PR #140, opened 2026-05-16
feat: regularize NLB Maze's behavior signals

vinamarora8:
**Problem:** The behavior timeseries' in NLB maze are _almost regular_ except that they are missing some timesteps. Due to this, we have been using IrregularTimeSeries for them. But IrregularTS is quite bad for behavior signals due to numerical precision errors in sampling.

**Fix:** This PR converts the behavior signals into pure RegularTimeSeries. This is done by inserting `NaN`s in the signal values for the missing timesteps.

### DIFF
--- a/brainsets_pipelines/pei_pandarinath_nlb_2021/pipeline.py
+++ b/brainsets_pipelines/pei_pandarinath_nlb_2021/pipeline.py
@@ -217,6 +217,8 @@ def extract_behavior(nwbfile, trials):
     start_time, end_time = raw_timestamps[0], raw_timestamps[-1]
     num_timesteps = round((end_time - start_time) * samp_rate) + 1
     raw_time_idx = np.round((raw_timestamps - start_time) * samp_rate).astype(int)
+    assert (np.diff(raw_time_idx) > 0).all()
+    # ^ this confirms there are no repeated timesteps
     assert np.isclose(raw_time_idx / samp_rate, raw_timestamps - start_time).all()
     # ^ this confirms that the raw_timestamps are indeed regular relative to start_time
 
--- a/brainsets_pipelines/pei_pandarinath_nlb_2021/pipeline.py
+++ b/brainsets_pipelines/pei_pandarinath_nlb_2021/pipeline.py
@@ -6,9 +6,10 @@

=-=-=

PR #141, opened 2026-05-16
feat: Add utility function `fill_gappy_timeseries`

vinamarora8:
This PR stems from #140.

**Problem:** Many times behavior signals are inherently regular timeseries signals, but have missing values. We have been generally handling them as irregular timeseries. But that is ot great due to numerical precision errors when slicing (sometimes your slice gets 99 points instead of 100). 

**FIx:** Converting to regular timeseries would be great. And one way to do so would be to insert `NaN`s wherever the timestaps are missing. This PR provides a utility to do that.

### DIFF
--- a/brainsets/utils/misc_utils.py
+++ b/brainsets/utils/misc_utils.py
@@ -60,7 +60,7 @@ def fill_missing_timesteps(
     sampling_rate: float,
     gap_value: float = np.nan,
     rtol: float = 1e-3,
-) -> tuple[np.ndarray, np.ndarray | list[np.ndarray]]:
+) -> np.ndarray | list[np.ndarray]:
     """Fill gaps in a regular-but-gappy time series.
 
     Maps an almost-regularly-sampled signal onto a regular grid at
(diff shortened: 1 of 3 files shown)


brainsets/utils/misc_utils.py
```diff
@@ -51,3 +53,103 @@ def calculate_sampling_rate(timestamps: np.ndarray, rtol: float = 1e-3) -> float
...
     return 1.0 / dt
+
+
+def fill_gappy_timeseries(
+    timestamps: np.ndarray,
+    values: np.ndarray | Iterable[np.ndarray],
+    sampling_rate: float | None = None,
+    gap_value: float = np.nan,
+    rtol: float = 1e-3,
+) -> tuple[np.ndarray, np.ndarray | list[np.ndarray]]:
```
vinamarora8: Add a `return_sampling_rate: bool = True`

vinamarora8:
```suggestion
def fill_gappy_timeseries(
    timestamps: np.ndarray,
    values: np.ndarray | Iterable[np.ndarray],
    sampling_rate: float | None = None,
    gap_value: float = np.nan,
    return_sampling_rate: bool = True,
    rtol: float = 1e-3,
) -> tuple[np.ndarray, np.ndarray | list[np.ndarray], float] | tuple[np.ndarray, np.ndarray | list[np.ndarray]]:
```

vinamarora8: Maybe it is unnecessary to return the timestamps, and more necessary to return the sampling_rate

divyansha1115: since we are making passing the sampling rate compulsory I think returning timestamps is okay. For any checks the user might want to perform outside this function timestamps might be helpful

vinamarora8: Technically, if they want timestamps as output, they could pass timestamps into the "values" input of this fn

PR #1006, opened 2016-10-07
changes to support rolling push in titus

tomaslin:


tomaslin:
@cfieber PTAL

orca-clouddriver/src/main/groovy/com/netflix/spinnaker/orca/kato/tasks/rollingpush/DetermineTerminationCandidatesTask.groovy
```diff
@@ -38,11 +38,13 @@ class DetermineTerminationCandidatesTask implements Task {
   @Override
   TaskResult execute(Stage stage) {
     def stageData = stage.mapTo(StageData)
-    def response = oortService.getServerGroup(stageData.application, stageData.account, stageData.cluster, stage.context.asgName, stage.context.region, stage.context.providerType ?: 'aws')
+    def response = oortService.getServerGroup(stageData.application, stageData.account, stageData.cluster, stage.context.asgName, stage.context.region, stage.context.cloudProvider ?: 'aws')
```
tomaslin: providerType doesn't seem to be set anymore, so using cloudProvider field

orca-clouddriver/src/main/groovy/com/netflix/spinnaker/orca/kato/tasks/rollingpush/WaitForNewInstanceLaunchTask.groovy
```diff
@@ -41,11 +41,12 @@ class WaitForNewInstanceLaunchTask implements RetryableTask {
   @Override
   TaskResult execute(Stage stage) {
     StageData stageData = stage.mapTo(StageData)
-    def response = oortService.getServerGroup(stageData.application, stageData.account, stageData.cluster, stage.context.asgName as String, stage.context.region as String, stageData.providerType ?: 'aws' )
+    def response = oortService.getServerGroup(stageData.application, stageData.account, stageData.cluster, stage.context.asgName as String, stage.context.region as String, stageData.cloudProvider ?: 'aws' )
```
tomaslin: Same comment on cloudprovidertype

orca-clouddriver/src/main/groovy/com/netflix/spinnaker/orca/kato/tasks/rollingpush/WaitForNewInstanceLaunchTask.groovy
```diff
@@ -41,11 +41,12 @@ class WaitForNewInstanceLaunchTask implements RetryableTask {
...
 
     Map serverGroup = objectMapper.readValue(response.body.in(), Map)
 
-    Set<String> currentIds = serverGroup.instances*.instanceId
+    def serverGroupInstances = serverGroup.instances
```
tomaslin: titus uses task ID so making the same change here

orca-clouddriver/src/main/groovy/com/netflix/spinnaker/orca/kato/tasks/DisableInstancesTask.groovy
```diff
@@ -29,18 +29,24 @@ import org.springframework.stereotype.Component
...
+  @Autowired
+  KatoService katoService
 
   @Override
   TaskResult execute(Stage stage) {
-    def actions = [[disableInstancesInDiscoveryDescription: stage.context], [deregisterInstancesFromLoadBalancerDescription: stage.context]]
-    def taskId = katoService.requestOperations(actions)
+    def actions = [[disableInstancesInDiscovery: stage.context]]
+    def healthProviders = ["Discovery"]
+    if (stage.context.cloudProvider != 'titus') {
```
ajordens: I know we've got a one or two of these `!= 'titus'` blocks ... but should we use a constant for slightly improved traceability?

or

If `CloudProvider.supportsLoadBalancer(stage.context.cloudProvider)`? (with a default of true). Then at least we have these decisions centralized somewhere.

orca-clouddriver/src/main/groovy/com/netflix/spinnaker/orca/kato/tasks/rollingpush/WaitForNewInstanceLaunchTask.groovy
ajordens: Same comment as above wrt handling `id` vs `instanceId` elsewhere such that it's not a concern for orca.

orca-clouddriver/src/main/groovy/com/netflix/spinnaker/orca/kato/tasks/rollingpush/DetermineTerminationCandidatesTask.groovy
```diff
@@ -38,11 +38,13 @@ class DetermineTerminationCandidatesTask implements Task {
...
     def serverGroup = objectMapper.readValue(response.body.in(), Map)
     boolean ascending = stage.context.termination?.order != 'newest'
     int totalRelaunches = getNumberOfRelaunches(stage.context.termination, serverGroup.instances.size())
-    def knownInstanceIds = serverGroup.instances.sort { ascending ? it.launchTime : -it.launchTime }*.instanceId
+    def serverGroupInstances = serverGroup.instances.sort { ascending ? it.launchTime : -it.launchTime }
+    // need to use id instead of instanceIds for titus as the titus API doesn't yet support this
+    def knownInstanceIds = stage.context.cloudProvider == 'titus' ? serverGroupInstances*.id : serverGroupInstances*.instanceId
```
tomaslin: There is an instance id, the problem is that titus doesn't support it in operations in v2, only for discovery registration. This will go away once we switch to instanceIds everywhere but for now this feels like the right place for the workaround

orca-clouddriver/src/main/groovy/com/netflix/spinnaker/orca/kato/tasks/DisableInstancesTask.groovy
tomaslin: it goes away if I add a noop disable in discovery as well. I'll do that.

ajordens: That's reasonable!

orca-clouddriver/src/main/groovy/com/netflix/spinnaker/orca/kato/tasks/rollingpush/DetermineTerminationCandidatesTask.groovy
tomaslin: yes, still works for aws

=-=-=

Task directions = Among the lines above, show every one that contains the string "utility".

Completed task =
feat: Add utility function `fill_gappy_timeseries`
**FIx:** Converting to regular timeseries would be great. And one way to do so would be to insert `NaN`s wherever the timestaps are missing. This PR provides a utility to do that.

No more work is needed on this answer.